• **Data provided**:
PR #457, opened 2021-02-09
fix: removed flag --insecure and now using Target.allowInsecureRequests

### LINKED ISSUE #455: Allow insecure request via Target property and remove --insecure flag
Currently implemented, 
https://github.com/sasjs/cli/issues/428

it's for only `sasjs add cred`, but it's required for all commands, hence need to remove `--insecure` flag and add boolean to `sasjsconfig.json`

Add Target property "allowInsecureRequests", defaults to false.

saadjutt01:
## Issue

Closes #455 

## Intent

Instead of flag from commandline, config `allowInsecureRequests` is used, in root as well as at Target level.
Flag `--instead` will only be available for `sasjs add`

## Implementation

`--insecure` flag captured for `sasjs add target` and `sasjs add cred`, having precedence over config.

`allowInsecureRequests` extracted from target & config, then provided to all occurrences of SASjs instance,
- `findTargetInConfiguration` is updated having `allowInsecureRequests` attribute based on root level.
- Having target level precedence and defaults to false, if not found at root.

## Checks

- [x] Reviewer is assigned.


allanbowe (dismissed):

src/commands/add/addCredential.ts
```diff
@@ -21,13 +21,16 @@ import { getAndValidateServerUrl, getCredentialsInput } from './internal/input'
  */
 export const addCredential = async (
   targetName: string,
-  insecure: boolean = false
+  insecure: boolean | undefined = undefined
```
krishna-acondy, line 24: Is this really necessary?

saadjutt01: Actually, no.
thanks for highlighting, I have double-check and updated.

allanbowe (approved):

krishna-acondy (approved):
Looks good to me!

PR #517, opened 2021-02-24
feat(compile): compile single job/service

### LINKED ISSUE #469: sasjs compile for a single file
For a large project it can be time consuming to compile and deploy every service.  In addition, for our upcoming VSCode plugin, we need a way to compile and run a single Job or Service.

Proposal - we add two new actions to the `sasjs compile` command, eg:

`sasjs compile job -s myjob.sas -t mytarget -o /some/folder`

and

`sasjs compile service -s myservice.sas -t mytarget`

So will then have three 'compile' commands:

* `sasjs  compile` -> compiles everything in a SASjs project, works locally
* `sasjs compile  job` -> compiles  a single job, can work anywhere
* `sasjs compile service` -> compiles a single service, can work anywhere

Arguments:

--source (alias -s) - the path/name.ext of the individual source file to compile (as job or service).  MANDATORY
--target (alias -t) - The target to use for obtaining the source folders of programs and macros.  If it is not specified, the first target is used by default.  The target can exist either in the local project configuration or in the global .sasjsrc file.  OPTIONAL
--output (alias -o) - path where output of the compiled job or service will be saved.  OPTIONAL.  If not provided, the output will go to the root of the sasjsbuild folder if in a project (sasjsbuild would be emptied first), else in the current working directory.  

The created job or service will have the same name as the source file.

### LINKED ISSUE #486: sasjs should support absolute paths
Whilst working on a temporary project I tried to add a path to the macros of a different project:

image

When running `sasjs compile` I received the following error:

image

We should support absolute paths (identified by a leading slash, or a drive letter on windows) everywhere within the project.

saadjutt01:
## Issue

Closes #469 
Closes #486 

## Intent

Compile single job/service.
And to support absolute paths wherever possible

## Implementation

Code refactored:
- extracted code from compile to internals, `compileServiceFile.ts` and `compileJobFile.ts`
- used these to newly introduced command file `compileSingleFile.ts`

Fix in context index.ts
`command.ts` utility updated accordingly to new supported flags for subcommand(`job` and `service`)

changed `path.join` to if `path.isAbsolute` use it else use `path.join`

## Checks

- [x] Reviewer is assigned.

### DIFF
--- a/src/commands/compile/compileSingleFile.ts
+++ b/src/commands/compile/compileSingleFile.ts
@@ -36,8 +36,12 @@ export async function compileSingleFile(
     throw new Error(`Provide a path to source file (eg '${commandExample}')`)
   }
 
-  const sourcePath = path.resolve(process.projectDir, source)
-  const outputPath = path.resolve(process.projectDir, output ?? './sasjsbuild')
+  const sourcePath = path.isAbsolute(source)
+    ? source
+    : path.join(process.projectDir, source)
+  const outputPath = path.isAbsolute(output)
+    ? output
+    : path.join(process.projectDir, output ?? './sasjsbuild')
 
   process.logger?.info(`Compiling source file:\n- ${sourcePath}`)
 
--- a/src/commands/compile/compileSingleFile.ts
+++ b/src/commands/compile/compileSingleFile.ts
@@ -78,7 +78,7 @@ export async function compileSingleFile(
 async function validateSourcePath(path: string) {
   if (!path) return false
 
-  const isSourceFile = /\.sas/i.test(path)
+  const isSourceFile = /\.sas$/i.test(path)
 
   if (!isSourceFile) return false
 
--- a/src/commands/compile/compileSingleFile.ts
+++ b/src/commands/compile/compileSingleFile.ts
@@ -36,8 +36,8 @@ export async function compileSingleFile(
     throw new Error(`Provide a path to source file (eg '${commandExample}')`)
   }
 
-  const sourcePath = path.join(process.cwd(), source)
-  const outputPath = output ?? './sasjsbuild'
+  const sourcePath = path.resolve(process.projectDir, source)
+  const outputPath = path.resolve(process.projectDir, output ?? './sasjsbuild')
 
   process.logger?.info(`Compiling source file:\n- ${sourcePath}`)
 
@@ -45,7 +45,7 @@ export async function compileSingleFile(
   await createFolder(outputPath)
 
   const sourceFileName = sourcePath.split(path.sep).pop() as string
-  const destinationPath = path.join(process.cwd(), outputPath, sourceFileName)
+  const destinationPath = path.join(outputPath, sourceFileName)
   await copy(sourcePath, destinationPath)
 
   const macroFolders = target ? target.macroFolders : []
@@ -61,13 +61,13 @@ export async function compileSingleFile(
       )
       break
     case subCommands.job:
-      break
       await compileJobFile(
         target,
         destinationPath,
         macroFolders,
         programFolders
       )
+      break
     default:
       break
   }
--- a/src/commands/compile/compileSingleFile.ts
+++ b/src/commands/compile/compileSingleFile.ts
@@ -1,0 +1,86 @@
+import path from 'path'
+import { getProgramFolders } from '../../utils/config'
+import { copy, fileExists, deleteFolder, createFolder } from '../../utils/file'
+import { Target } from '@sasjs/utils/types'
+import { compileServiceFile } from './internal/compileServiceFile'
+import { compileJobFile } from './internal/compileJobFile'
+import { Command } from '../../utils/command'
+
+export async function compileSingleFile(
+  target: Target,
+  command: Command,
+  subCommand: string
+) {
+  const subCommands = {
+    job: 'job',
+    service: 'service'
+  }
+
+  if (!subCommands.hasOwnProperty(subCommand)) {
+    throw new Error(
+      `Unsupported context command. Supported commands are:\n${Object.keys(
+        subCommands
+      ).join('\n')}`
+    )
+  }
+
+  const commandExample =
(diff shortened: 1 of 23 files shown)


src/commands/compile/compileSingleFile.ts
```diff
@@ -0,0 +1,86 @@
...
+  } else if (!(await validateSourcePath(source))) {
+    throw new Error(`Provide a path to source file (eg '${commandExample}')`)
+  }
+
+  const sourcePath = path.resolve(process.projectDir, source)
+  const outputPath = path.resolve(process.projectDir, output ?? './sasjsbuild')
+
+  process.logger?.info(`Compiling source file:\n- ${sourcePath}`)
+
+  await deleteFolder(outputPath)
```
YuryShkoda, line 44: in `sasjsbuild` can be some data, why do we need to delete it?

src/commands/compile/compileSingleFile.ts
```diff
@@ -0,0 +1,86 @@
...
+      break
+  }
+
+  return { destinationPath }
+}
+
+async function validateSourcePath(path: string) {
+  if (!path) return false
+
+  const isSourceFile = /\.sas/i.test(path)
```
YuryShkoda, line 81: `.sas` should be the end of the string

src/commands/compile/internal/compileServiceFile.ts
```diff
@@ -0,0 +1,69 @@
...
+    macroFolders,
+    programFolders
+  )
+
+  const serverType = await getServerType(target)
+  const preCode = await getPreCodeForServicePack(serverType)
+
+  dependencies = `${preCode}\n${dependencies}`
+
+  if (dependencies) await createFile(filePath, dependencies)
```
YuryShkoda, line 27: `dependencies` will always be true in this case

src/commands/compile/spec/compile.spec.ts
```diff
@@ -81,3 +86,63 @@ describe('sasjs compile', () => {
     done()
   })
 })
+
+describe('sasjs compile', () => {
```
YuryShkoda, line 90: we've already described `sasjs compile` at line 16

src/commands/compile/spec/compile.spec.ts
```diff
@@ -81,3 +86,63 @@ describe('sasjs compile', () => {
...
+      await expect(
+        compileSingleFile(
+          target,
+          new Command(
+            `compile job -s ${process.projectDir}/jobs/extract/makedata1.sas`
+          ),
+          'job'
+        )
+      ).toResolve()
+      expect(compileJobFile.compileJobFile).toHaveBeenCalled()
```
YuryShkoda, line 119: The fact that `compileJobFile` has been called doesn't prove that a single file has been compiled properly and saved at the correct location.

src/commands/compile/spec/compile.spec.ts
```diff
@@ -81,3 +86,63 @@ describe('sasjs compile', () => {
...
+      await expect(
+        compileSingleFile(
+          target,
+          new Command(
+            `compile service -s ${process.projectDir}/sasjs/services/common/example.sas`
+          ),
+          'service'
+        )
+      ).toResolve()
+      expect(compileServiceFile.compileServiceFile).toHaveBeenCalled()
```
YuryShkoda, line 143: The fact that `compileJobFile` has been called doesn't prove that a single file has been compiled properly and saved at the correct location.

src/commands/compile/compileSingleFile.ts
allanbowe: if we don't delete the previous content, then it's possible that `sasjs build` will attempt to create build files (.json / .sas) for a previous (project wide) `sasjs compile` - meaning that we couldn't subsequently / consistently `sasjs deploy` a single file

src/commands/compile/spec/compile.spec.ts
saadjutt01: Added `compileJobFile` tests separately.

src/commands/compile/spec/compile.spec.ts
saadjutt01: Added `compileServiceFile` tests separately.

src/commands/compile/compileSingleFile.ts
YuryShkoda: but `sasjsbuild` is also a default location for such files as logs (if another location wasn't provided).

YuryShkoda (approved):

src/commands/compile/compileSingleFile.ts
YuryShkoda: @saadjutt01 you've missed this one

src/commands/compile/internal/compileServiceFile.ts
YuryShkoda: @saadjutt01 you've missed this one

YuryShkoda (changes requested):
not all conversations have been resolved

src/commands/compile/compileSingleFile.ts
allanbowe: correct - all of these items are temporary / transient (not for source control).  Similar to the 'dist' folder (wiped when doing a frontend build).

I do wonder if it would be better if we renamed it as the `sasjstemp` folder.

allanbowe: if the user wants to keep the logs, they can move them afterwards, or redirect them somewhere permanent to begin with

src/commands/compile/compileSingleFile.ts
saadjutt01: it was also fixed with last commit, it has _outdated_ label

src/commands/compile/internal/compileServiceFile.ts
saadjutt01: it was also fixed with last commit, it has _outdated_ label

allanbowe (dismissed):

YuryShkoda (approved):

...

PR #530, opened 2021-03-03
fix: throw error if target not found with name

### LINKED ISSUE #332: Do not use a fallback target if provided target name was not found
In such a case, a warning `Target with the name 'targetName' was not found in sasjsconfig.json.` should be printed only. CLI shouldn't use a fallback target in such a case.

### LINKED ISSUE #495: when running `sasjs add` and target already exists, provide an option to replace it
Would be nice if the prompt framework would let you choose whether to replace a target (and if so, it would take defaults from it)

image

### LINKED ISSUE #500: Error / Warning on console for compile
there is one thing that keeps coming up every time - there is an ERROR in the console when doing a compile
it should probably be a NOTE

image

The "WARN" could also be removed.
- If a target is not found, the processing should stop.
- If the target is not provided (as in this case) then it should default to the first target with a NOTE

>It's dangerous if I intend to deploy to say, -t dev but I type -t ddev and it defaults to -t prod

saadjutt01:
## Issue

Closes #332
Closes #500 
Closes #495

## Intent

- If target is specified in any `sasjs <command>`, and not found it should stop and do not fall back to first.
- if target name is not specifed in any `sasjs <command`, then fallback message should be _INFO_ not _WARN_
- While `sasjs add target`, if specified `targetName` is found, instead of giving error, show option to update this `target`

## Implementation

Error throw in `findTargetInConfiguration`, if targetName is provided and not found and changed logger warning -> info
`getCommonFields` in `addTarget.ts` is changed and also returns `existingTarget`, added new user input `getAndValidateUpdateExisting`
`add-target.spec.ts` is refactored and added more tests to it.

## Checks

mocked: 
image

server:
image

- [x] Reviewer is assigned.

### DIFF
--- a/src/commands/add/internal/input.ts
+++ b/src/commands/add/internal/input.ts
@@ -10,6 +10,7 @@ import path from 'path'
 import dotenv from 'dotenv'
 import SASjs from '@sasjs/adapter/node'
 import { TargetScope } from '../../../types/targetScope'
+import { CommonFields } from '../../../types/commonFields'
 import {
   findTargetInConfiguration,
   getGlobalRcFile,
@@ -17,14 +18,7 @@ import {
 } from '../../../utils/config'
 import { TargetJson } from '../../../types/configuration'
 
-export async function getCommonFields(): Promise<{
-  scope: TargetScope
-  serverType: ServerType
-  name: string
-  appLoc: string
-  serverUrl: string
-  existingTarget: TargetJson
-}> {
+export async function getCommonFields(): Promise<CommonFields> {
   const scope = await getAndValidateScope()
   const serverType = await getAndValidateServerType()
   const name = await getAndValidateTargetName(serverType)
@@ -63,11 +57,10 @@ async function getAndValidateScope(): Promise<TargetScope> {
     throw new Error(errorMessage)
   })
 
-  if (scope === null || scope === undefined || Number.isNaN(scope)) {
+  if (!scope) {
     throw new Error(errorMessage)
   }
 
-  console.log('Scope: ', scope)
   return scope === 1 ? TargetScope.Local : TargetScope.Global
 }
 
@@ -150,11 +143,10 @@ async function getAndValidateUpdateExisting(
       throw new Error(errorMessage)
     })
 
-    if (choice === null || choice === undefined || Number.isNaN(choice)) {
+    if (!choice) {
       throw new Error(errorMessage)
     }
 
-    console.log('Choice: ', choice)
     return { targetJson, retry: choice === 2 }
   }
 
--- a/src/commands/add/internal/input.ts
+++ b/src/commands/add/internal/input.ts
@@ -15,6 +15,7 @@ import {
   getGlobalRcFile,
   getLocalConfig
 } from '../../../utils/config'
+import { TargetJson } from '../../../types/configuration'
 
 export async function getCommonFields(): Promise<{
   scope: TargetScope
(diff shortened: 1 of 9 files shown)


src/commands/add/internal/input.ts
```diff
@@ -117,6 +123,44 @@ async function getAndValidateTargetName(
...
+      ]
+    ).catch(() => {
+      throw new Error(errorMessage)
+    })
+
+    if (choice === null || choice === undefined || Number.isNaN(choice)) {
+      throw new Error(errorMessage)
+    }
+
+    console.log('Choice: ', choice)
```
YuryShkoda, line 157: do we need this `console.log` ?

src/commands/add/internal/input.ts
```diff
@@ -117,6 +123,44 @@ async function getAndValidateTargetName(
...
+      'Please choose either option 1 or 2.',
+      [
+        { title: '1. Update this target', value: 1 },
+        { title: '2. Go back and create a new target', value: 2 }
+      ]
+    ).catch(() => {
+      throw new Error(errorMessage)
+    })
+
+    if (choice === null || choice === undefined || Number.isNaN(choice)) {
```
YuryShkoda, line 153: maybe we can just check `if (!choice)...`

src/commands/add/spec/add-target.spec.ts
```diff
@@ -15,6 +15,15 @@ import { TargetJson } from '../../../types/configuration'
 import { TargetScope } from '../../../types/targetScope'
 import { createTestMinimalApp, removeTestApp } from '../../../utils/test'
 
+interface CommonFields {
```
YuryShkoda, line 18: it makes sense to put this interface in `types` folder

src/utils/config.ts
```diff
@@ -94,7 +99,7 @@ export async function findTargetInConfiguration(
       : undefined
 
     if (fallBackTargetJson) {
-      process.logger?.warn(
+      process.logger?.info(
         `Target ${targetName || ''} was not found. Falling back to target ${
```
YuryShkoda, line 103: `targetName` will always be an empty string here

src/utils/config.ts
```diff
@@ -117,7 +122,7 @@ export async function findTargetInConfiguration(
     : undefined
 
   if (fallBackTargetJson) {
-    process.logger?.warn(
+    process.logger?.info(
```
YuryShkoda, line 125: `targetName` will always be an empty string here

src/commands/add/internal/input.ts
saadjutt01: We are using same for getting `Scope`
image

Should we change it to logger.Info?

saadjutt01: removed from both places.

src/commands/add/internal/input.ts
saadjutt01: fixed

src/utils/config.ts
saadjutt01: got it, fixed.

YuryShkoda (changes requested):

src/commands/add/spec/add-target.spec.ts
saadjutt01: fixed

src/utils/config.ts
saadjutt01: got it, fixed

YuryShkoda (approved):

...

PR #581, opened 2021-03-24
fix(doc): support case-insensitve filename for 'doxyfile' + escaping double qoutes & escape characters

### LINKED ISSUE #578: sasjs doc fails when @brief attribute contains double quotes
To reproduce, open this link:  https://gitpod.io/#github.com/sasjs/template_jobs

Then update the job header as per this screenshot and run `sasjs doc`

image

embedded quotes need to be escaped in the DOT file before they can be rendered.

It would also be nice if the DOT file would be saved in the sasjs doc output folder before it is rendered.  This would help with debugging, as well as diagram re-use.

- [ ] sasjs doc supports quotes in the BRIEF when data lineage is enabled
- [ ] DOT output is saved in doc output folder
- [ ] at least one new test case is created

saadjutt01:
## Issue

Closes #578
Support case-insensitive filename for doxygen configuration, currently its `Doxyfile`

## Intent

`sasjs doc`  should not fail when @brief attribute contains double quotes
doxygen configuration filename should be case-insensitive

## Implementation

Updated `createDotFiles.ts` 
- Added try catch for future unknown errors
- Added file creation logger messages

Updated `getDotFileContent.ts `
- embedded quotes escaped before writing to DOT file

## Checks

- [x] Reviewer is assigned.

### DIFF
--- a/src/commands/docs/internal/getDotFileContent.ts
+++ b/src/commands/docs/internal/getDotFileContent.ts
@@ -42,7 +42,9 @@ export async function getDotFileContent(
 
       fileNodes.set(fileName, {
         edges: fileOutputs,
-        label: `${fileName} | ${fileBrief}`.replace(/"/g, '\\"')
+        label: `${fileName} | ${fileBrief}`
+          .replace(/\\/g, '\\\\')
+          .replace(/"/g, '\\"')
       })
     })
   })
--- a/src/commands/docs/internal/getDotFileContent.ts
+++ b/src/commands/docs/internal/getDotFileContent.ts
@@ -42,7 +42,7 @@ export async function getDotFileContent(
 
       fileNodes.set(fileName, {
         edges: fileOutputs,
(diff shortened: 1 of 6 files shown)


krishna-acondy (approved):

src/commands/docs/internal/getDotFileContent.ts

• **Exercise goal**: Retype exactly the lines above, from the one with "there is one" through the one with "- If target is", inclusive.

• **Answer section**:
there is one thing that keeps coming up every time - there is an ERROR in the console when doing a compile
it should probably be a NOTE

image

The "WARN" could also be removed.
- If a target is not found, the processing should stop.
- If the target is not provided (as in this case) then it should default to the first target with a NOTE

>It's dangerous if I intend to deploy to say, -t dev but I type -t ddev and it defaults to -t prod

saadjutt01:
## Issue

Closes #332
Closes #500 
Closes #495

## Intent

- If target is specified in any `sasjs <command>`, and not found it should stop and do not fall back to first.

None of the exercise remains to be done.